The Genoese Affair
- Jun 5
- 7 min read
As I write this, Missy Bear is still tied up in Marmaro, on Chios. Our Windy app predicted a thunderstorm and heavy rain. And on cue, it happened. One crack of thunder accompanying a flash was directly overhead, and so loud I thought I had been shot. Not a day to leave port and go sailing. The rain has brought down an overpoweringly, wonderful aroma of aromatic herbs from the surrounding hills. On a more negative note, the clear harbour water is now a turbid brown filled with the out-washings of the local stream.

The persistent, strong, southerly winds have blocked Missy Bear’s comfortable passage southward. So, the crew hired a car, and spent a couple of days exploring this beautiful island: we drove past limestone mountains; through olive and mastic groves, and pine forests; enjoyed the colours of pink oleander bushes, and swathes of yellow-flowering broom: visited open beaches and tiny rocky coves; gaped at Byzantine churches and monasteries; wandered around medieval villages, and the villas and estates of old, wealthy, merchant families.

Marmoro is an old and charming port and village, and a lot of the buildings need some TLC. But other do not: the families of the Greek shipping diaspora – now residing in Piraeus, London, Monaco etc - still keep second homes on Chios, and the nearby naval college island of Oinousses. This keeps them rooted to their boating origins: even Christopher Colombus visited Chios to pick up some nautical tips.
And - bear with me on this - those maritime origins can be traced back to Mohammed, and the early Islamic Arab conquests of the late first Millennium [Ships from the Desert]. The Muslims had conquered Syria, Iraq, Persia, North Africa and the Iberian Peninsula, and would later head north from Syria into Anatolia, and to the Balkans via the Black Sea. I argued in that blog, that the Mediterranean Sea had proved to be a formidable barrier against the attempted Islamic conquest of western Europe.
That’s not to say that their ships did not try. For example, I hadn’t realised until recently that, in 934–35, Genoa was thoroughly sacked and burned by a Shia Muslim fleet (a Fatimid fleet from Egypt). It is argued that, as a result, the Genoese decided to build their own fleet as protection against further attacks. This fact is crucial to the thesis.
I have talked at length about Venice’s maritime empire in other blogs, but only mentioned the Genoese in passing.

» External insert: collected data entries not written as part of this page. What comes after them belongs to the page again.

PR #2151, opened 2026-05-16
fix(inbox): fix some inbox papercuts

joshsny:
## Summary

A bunch of small things were annoying me in the inbox UI, here are fixes for them, don't think anything here is 🌶️

### Signals inbox list
- Drop the yellow tint on suggested-reviewer rows — the amber row background read as "highlighted/selected"; the amber eye badge alone is enough to mark a card as suggested-for-you.
- Clamp list-row summary to 3 lines (was 4).

### Signal cards (report detail)
- Drop the "Weight: x.x" badge from signal card headers — noisy internal detail with no actionable meaning.
- Only render the "Verified" badge when the finding is actually verified — drop the gray "Unverified" rendering.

Genoa also became a strong maritime republic as a result, with Venice being its strongest, perennial competitor. Only when the Pope ordered these two forces to co-operate, e.g. against ongoing Islamic threats, did this commercial rivalry temporarily abate. For example, the Genoese provided many ships to transport ‘Franks’ on the First Crusade. Like Venice, the Genoese were primarily merchants seeking a profit from risk-taking trade. They started trading around the Mediterranean, establishing outposts in the eastern Mediterranean and Black Sea.
After the Fourth Crusade, and the sack of Constantinople, the hated Venetians had claimed most of the spoils of the Greek-speaking, eastern Roman Empire. But in 1261, the Genoese formed an alliance with the displaced Greeks, and re-took Constantinople. Genoa also took control of islands, including Lesbos and Chios. And the Genoese influence on both islands has been dramatic and long-lasting. It could be plainly seen everywhere in the landscape. On Lesbos, the Genoese had industrialised olive oil production, which involved felling large areas of native pine forest and planting olive groves in their place.

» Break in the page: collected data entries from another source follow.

PR #2174, opened 2026-05-18
feat(signals): Add Slack notification config

Twixes:
## Problem

Signals inbox items previously surfaced only in-app. Users wanting a heads-up when a new item lands and they're a suggested reviewer had no way to opt in.

Even after the initial Slack notifications work landed, picking a channel still required a detour through PostHog Web — users had to leave PostHog Code to install the Slack integration, then come back. That's too much friction for what should be a one-time setup.

## Changes

Adding Slack notifications under **Inbox** source settings.

What it includes:

- Slack workspace picker (shown only when more than one Slack `Integration` is connected; otherwise the single workspace is implied).
- Notification channel picker, populated from `/api/environments/{teamId}/integrations/{id}/channels/` - same endpoint as Insight Alerts. Includes an explicit "Off" option.
- Minimum priority filter (also includes an "All priorities" option).

Also, in-app Slack connect flow so users no longer have to leave PostHog Code for PostHog Web.

- `SlackIntegrationService` in the main process. Mirrors the existing `GitHubIntegrationService` but registers a separate `slack-integration` deep-link key so each provider's handler stays isolated.
- `slackIntegration` tRPC router.
- The empty state in `SignalSlackNotificationsSettings` shows a "Connect Slack workspace" button that runs connection without redirecting to the Integrations page of Cloud settings.

Pairs with the backend changes in PostHog/posthog#58774.

## How did you test this?

Ran this locally.

## Publish to changelog?

no

---

_Created with_ [_PostHog Code_](https://posthog.com/code?ref=pr)


andrewm4894 (approved):
lgtm - i guess at some stage down the road we might want ability to control a bit more what projects or repos go to what slack channels etc.

or maybe even have something like a routing agent in some way if we want some sort of feature or theme related routing 

eg llma related stuff im tagged on pings my in that channel etc so rest of team can see the thread etc.

but makes sense to start simple

PR #2185, opened 2026-05-18
Fix local Codex queued messages getting stuck

fredluz:
## Problem

Local Codex queued follow-up messages can remain stuck in the conversation after the active turn completes.

Closes #2182

## Changes

`_posthog/turn_complete` can arrive through the streamed ACP subscription before the matching JSON-RPC `session/prompt` response for local Codex sessions. The renderer was clearing `currentPromptId` for all sessions when that notification arrived. When the later prompt response arrived, it was treated as stale and returned before the local queue-drain path could run.

This changes `turn_complete` prompt-state clearing to apply only to cloud sessions. Local sessions keep using the matching prompt response as the queue-drain boundary.

Added a regression test for the local Codex ordering case: queued message present, `turn_complete` arrives first, then the matching prompt response drains the queue.

## How did you test this?

Manual:
- Reproduced before the fix: start a local Codex turn, send a follow-up while pending, observe the follow-up remains stuck as queued after the first turn completes.
- Retested after the fix: same flow, queued follow-up sends automatically after the first turn completes.

Automated:

```bash
pnpm --filter code exec biome check src/renderer/features/sessions/service/service.ts src/renderer/features/sessions/service/service.test.ts
pnpm --filter code typecheck
pnpm --filter code exec vitest run src/renderer/features/sessions/service/service.test.ts
```

Also run by pre-commit hook:

```bash
biome check --write --unsafe --files-ignore-unknown=true --no-errors-on-unmatched
pnpm typecheck
```

## Publish to changelog?

no

### DIFF
--- a/apps/code/src/renderer/features/sessions/service/service.test.ts
+++ b/apps/code/src/renderer/features/sessions/service/service.test.ts
@@ -73,7 +73,7 @@ const mockSessionStoreSetters = vi.hoisted(() => ({
   enqueueMessage: vi.fn(),
   removeQueuedMessage: vi.fn(),
   clearMessageQueue: vi.fn(),
-  dequeueMessagesAsText: vi.fn(() => null),
+  dequeueMessagesAsText: vi.fn((): string | null => null),
   dequeueMessages: vi.fn(
     () =>
       [] as Array<{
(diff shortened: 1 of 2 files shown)


fredluz:
Thanks — updated.

Cloud sessions still use `_posthog/turn_complete` as the turn boundary for prompt-state clearing and queue flushing. The change only prevents local sessions from clearing `currentPromptId` on that notification, because local Codex can receive `turn_complete` before the matching prompt response.

I also added `currentPromptId: null` to `cancelPrompt()` so cancelled local prompt responses are treated as stale and cannot drain queued messages.

I manually tested the local Codex flow before and after the fix. I can’t manually run cloud tasks from my current local setup, but the existing session-service cloud queue/hydration coverage still passes.

k11kirky:
Thanks @fredluz - I actually had a fix on a branch for this already here: https://github.com/PostHog/code/pull/2197

Looks very similar so will merge and close

k11kirky:
duplicate PR https://github.com/PostHog/code/pull/2197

On Chios, the island was already famed for its mastic before the Genoese arrived. But they secured and industrialised its production. Again, much of the native pine forest would have made way to groves of olive trees and mastic trees.

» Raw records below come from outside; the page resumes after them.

PR #2188, opened 2026-05-18
feat(cloud): auto-retry errored cloud streams on window focus

joshsny:
## Summary

- The main process gives up on the cloud SSE stream after 5 reconnect attempts (~60s total with exponential backoff, capped at 30s). Anything longer than that — a Django deploy, a laptop sleep, a network blip — surfaces the manual "Retry" button.
- This change adds a `focus` listener that calls `SessionService.retryUnhealthyCloudSessions()` whenever the renderer regains focus. The method enumerates every session in `error` state where `isCloud === true` and kicks off the same `cloudTask.retry` mutation the manual button uses.
- Idempotent by construction: `retryCloudTaskWatch` flips status to `disconnected` before issuing the mutation, so a second focus event in the same tick is a no-op. Failures are caught + logged so one bad retry doesn't block others.

## Files

- `apps/code/src/renderer/features/sessions/service/service.ts` — adds `retryUnhealthyCloudSessions()` after the existing `retryCloudTaskWatch`.
- `apps/code/src/renderer/components/GlobalEventHandlers.tsx` — new `useEffect` mirroring the existing `loadFolders`-on-focus pattern.
- `apps/code/src/renderer/features/sessions/service/service.test.ts` — three new tests (retries only errored cloud sessions, no-op when none are errored, swallows per-session failures).

## Test plan

- [ ] `pnpm --filter code typecheck`
- [ ] `pnpm vitest run src/renderer/features/sessions/service/service.test.ts`
- [ ] Manual: start a cloud task → kill Django (or yank wifi for >60s) → wait for the "Cloud stream disconnected" Retry button → cmd-tab away → cmd-tab back → confirm the stream reconnects without clicking Retry.
- [ ] Manual: confirm local sessions and already-connected cloud sessions are not affected by focus events.

---

### DIFF
--- a/apps/code/src/renderer/features/sessions/service/service.ts
+++ b/apps/code/src/renderer/features/sessions/service/service.ts
@@ -3150,6 +3150,30 @@ export class SessionService {
     }
   }
 
+  /**
+   * Retries every cloud session whose stream is in the `error` state, i.e. the
+   * main process exhausted its SSE reconnect budget and surfaced the manual
+   * Retry button. Invoked on window focus so users coming back to the app
+   * after a Django deploy, laptop sleep, or network blip don't have to click
+   * Retry themselves.
+   */
+  public retryUnhealthyCloudSessions(): void {
+    const sessions = sessionStoreSetters.getSessions();
+    for (const session of Object.values(sessions)) {
+      if (!session.isCloud) continue;
+      if (session.status !== "error") continue;
+      log.info("Auto-retrying errored cloud session on focus", {
+        taskId: session.taskId,
+      });
+      this.retryCloudTaskWatch(session.taskId).catch((error) => {
+        log.warn("Auto-retry of errored cloud session failed", {
+          taskId: session.taskId,
+          error,
+        });
+      });
+    }
+  }
+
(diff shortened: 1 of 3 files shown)


apps/code/src/renderer/features/sessions/service/service.ts
```diff
@@ -3150,6 +3150,30 @@ export class SessionService {
...
+      log.info("Auto-retrying errored cloud session on focus", {
+        taskId: session.taskId,
+      });
+      this.retryCloudTaskWatch(session.taskId).catch((error) => {
+        log.warn("Auto-retry of errored cloud session failed", {
+          taskId: session.taskId,
+          error,
+        });
+      });
+    }
```
tatoalo, line 3174: this is triggered on window focus for all such sessions, usually this if fine I imagine, but let's stay that users open a lot of tasks via command center mode, we could have some hammering going on but maybe not such a big deal

tatoalo (approved):

apps/code/src/renderer/features/sessions/service/service.ts
joshsny: i think that's okay, at worst this fires 100 requests at django, should be fine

Mastic is the sap that oozes from wounds on the small native tree, Pistacia lentiscus (a relative of the Pistacia tree). According to Greek Orthodox tradition and Chian folklore, Saint Isidore was martyred in the third century during the reign of Roman Emperor Decius, because he refused to renounce his Christian faith.
Some sources claim he was tied to a wild horse and dragged through the villages of southern Chios until he died. As he shed his blood, the mastic trees along the route began to "weep". The resin droplets represent the martyr's tears.
The trees have been bred and improved for centuries, and the Chian varieties are unique. Trees start weeping when incised at about 7 years old, and continue to do so until they reach 50 years old, although production tails off dramatically with age, and the older trees are only bled every other year. A good tree in its prime can produce 150 grams per day, a poor one only 10g.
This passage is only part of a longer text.